Smart-home sensor data holds significant potential for several applications, including healthcare monitoring and assistive technologies. Existing approaches, however, face critical limitations. Supervised models require impractical amounts of labeled data. Foundation models for activity recognition focus only on inertial sensors, failing to address the unique characteristics of smart-home binary sensor events: their sparse, discrete nature combined with rich semantic associations. LLM-based approaches, while tested in this domain, still raise several issues regarding the need for natural language descriptions or prompting, and reliance on either external services or expensive hardware, making them infeasible in real-life scenarios due to privacy and cost concerns. We introduce DomusFM, the first foundation model specifically designed and pretrained for smart-home sensor data. DomusFM employs a self-supervised dual contrastive learning paradigm to capture both token-level semantic attributes and sequence-level temporal dependencies. By integrating semantic embeddings from a lightweight language model and specialized encoders for temporal patterns and binary states, DomusFM learns generalizable representations that transfer across environments and tasks related to activity and event analysis. Through leave-one-dataset-out evaluation across seven public smart-home datasets, we demonstrate that DomusFM outperforms state-of-the-art baselines on different downstream tasks, achieving superior performance even with only 5% of labeled training data available for fine-tuning. Our approach addresses data scarcity while maintaining practical deployability for real-world smart-home systems.

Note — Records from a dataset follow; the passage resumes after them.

Issue #3770, opened 2023-06-01
Gradually introduce SubclassOptInRequired into our codebase


qwwdfsad:
https://kotlinlang.org/api/latest/jvm/stdlib/kotlin/-subclass-opt-in-required/

Historically, we have multiple interfaces that are not designed for external implementation, , but are not `sealed` for various reasons (including historical ones):

* `Job` should not be extended externally 
* `Deferred` and `CompletableDeferred` should not be extended externally 
* `Channel` _probably_ should not be extended externally 
     * It is not mentioned in the documentation, and it's impossible to fulfil the select's contract with a hand-rolled implementation
     * Yet it is possible to implement it with a delegation, potentially closing the possibility of adding new abstract members to the interface
---
* `Flow`, `SharedFlow`, and `StateFlow` are unstable/experimental for inheritance 
* `CloseableCoroutineDispatcher` is unstable for inheritance
* `CancellableContinuation` is an interface not ready to be extended

It would be nice to adopt the `SubclassOptInRequired` (available from 1.9.0) in the library to provide explicit programmatic warnings/errors and to prevent issues like https://github.com/Kotlin/kotlinx.coroutines/issues/3729 

For "prohibited to implement" interfaces we can introduce the new annotation with a warning (or maybe even an error) and, in the next major release, make the annotation `internal` itself, so it would be much harder to opt-in

PR #4010, opened 2024-01-09
Rework CompletionHandler to avoid subclassing a functional type

dkhalanskyjb:
Workaround for KT-64075


dkhalanskyjb:
Status: it seems like the fix should be on the side of Lincheck. We probably won't have to change the approach taken in this PR.

kotlinx-coroutines-core/common/src/CancellableContinuation.kt
```diff
@@ -201,6 +201,11 @@ public interface CancellableContinuation<in T> : Continuation<T> {
     public fun resume(value: T, onCancellation: ((cause: Throwable) -> Unit)?)
 }
 
+internal fun <T> CancellableContinuation<T>.invokeOnCancellation(handler: CancelHandler) = when (this) {
+    is CancellableContinuationImpl -> invokeOnCancellationInternal(handler)
+    else -> invokeOnCancellation(handler::invoke)
```
qwwdfsad, line 206: Could you please elaborate on what code path hits this branch?

kotlinx-coroutines-core/common/src/CancellableContinuationImpl.kt
```diff
@@ -628,14 +627,17 @@ private object Active : NotCompleted {
  * Base class for all [CancellableContinuation.invokeOnCancellation] handlers to avoid an extra instance
  * on JVM, yet support JS where you cannot extend from a functional type.
  */
-internal abstract class CancelHandler : CancelHandlerBase(), NotCompleted
+@InternalCoroutinesApi
```
qwwdfsad, line 630: Do we need this annotation on already `internal` declaration?

kotlinx-coroutines-core/common/src/CancellableContinuation.kt
dkhalanskyjb: The code path where someone implemented their own `CancellableContinuation`, against all odds. I *could* throw an exception here instead just to be mean, but why?

qwwdfsad: In a few places, we already rely on the fact that `CancellableContinuation` can be casted to `CancellableContinuationImpl` and, I can bet that, our other codepaths are neither ready nor tested for customly implemented `CC` instances. I would prefer fail fast here.

Also, added `CancellableContinuation` to https://github.com/Kotlin/kotlinx.coroutines/issues/3770

dkhalanskyjb: If we don't support third-party implementations, this would mean we can also remove `invokeOnCompletion(onCancelling, invokeImmediately, handler)`. Except ktor apparently uses it: https://grep.app/search?q=invokeOnCompletion%28onCancelling

qwwdfsad: Not sure I follow, could you please elaborate?
One is the implementation of the interface that e.g. doesn't work with channels and mutex, and the other is the use of an internal API (with no public alternatives).

kotlinx-coroutines-core/common/src/Job.kt
```diff
@@ -361,7 +361,8 @@ internal fun Job.invokeOnCompletion(
     handler: InternalCompletionHandler
 ): DisposableHandle = when (this) {
     is JobSupport -> invokeOnCompletionInternal(onCancelling, invokeImmediately, handler)
-    else -> invokeOnCompletion(onCancelling, invokeImmediately, handler::invoke)
+    is NonCancellable -> NonDisposableHandle
+    else -> throw UnsupportedOperationException("third-party implementation of Job is not supported")
```
qwwdfsad, line 365: This one might reasonably fail.
Could you please see if the pattern from https://github.com/Kotlin/kotlinx.coroutines/issues/2423 keeps working?

dkhalanskyjb: It doesn't, the CI showed this. Reverted the change to `Job`.

kotlinx-coroutines-core/common/src/CancellableContinuation.kt
dkhalanskyjb: It was about `Job`, and it turns out that branch is still needed, so the point is moot.

kotlinx-coroutines-core/common/src/CancellableContinuationImpl.kt
```diff
@@ -625,19 +621,40 @@ private object Active : NotCompleted {
...
  */
-internal abstract class CancelHandler : CancelHandlerBase(), NotCompleted
-
-// Wrapper for lambdas, for the performance sake CancelHandler can be subclassed directly
-private class InvokeOnCancel( // Clashes with InvokeOnCancellation
-    private val handler: CompletionHandler
-) : CancelHandler() {
-    override fun invoke(cause: Throwable?) {
-        handler.invoke(cause)
+internal interface CancelHandler: NotCompleted {
```
qwwdfsad, line 633: Nice doc 👍

kotlinx-coroutines-core/common/src/CancellableContinuationImpl.kt
```diff
@@ -625,19 +621,40 @@ private object Active : NotCompleted {
...
+    /**
+     * Signal cancellation.
```
qwwdfsad, line 635: Probably it's "Signal**s**" (as per our general rule that is not explicitly stated anywhere)

kotlinx-coroutines-core/common/src/CompletionHandler.common.kt
```diff
@@ -1,43 +1,69 @@
...
+ * Functions used for this must be fast, non-blocking, and thread-safe.
+ * This handler can be invoked concurrently with the surrounding code.
+ * There is no guarantee on the execution context in which the function is invoked.
+ *
  * **Note**: This type is a part of internal machinery that supports parent-child hierarchies
  * and allows for implementation of suspending functions that wait on the Job's state.
  * This type should not be used in general application code.
- * Implementations of `CompletionHandler` must be fast and _lock-free_.
  */
+// TODO: deprecate. This doesn't seem better than a simple function type.
```
qwwdfsad, line 30: Should we?

I see this type alias (or maybe even I would interpret it as an opaque type if it was possible) as a perfect fit -- it is a functional type, but with very specific semantics that is a property of this "type", not of the callsite (`invokeOn*` and coroutine builders), and the documentation to this type is a perfect place to spell it out. 

WDYT? As usual, this particular endpoint might be not the most important one, but it's nice to align our mental models here

kotlinx-coroutines-core/common/src/CompletionHandler.common.kt
```diff
@@ -1,43 +1,69 @@
...
+ * The reason this abstraction exists is to allow providing a readable [toString] in the list of completion handlers
+ * as seen from the debugger.
+ * Use [UserSupplied] to create an instance from a lambda.
+ * We can't avoid defining a separate type, because on JS, you can't inherit from a function type.
+ *
+ * @see CancelHandler for a very similar interface, but used for handling cancellation and not completion.
+ */
+internal interface InternalCompletionHandler {
+    /**
+     * Signal completion.
```
qwwdfsad, line 45: The same here

kotlinx-coroutines-core/common/src/CancellableContinuationImpl.kt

Paper Structure (66 sections, 11 equations, 4 figures, 9 tables)

This paper contains 66 sections, 11 equations, 4 figures, 9 tables.

Figures (4)

  • Figure 1: Event streams from the two different kinds of sensors.

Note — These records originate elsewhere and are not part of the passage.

PR #4018, opened 2024-01-21
Extract example output from comment to text block

zUniQueX:
Recently I've come across the flow docs and noticed one example output isn't displayed in the online version.

In the source file the output is present but hidden inside an XML comment.

I've extracted the output to a text block to display it in the online docs.


qwwdfsad (approved):
Thanks!

PR #4020, opened 2024-01-23
Fix "Type mismatch: inferred type is String? but String was expected"

woainikk:


dkhalanskyjb:
Historical note: the behavior for which we need this workaround was introduced in https://github.com/jetbrains/kotlin/commit/c9e328528e08eff5e0bd5742d41b4580178d59aa

dkhalanskyjb (approved):

PR #4028, opened 2024-01-30
Disable DebugProbes.enableCreationStackTraces by default

### LINKED ISSUE #3783: Set the default value of DebugProbes.enableCreationStackTraces to false
`DebugProbes.enableCreationStackTraces` is the property of the debugger, indicating that the stacktrace of the coroutine *creation* site has to be captured.

This is a performance-sensitive operation (e.g. `fillInStackTrace` is typically *the* heaviest operation in the coroutines lifecycle), incurring significant (double digit) overhead on *production* systems with little to no benefits. On the other side, the creation stacktrace itself is not asynchronous -- it doesn't attempt to recover the call site stacktrace, meaning that coroutines launched from a `suspend` function are unlikely to have a meaningful creation stacktrace.

Most of the known probes API consumers disable it; moreover, even our documentation recommends doing so.

My suggestion is to switch it off by default and leave as a legacy and/or advanced option

qwwdfsad:
* Adjust tests and the documentation
* Rationale: this option implies significant and non-trivial overhead yet its utility is unclear (e.g. we got a multitude of signals that this option brings no use and none that it's useful even when asked explicitly)

Fixes #3783


qwwdfsad:
I've tested it locally -- IDEA debugger keeps working with this change.
The next step would be deprecating this flag

kotlinx-coroutines-debug/src/DebugProbes.kt
```diff
@@ -65,12 +65,11 @@ public object DebugProbes {
 
     /**
      * Whether coroutine creation stack traces should be captured.
-     * When enabled, for each created coroutine a stack trace of the current
-     * thread is captured and attached to the coroutine.
+     * When enabled, for each created coroutine a stack trace of the current thread is captured and attached to the coroutine.
      * This option can be useful during local debug sessions, but is recommended
-     * to be disabled in production environments to avoid stack trace dumping overhead.
+     * to be disabled in production environments to avoid performance overhead of keeping debug probes enabled.
```
dkhalanskyjb, line 70: I understood the previous version better. With `enableCreationStackTraces`, you copy a bunch of stackframe descriptions with many strings around *on every coroutine creation*, which is expensive, ok, this makes sense. What does the new text mean? This option changes the behavior *while* the debug probes are enabled, it doesn't force them to be enabled longer than needed, right?

dkhalanskyjb (commented):
Here are some more changes that I think are in line with the spirit of the PR: https://gist.github.com/dkhalanskyjb/e04623b28fc274db1c52f5ea2d491ce7

qwwdfsad:
Sure, mind pushing them?

dkhalanskyjb (approved):

PR #4033, opened 2024-02-06
Instruct Proguard to keep all the coroutine service implementations

### LINKED ISSUE #4025: Proguard will remove SwingDispatcherFactory (MainDispatcherFactory) on JVM
**Describe the bug**

If you use Proguard on JVM (e.g. as part of a Compose/Desktop application as per [compose docs](https://github.com/JetBrains/compose-multiplatform/tree/master/tutorials/Native_distributions_and_local_execution#minification--obfuscation)), then the MainDispatcherFactory is removed. When the application runs, it crashes because there is no main dispatcher.

The following Proguard rules are required:
```
-keep class kotlinx.coroutines.internal.MainDispatcherFactory { *; }
-keep class kotlinx.coroutines.swing.SwingDispatcherFactory { *; }

```

Proguard on Desktop/JVM doesn't have automatic rule consumption like Android, so documenting the requirement e.g. here https://github.com/Kotlin/kotlinx.coroutines#r8-and-proguard is critical.

**Provide a Reproducer**

This can be reproduced from this branch of our code:
https://github.com/UstadMobile/UstadMobile/tree/dev-desktop-conveyor

Remove the above lines from app-desktop/compose-desktop.pro , and the crash will be observed.

Alternatively:
1. Create a new Compose JVM/Desktop app
2.  Enable obfuscation as per [compose docs](https://github.com/JetBrains/compose-multiplatform/tree/master/tutorials/Native_distributions_and_local_execution#minification--obfuscation)) 
3. Run it.

dkhalanskyjb:
With this change, `kotlinx-coroutines-android` no longer needs to specify for Proguard and the older R8 versions that the Main dispatcher and the uncaught exception handler must be kept; instead, the rules shipped with the coroutines library do that for every implementation now.

Fixes #4025


dkhalanskyjb:
This is a draft because I haven't yet thoroughly tested it's working.

dkhalanskyjb:
Maybe I didn't actually fix the issue or achieve anything here. https://github.com/Kotlin/kotlinx.coroutines/issues/4025#issue-2103585503 mentions that

> Proguard on Desktop/JVM doesn't have automatic rule consumption like Android

Interesting, I'll need to look into this. I don't understand the difference from Proguard's point of view.

dkhalanskyjb:
Without Proguard supporting this in the Gradle plugin outside Android, we'd better not touch this needlessly.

  • Figure 2: High level architecture
  • Figure 3: Detailed architecture of DomusFM's two main components. The Event-level Feature Extraction encodes sensor event attributes through specialized encoders and integrates them via Attribute Self-Attention. The Contextualized Event-level Feature Extraction uses transformer layers to capture temporal dependencies and produce context-aware event representations.
  • Figure 4: Dual contrastive learning framework for pretraining DomusFM. Attribute-level contrastive loss learns robust event representations by masking individual attributes, while event-level contrastive loss captures temporal context by masking entire events. Both stages use augmented data streams to learn representations through contrastive objectives.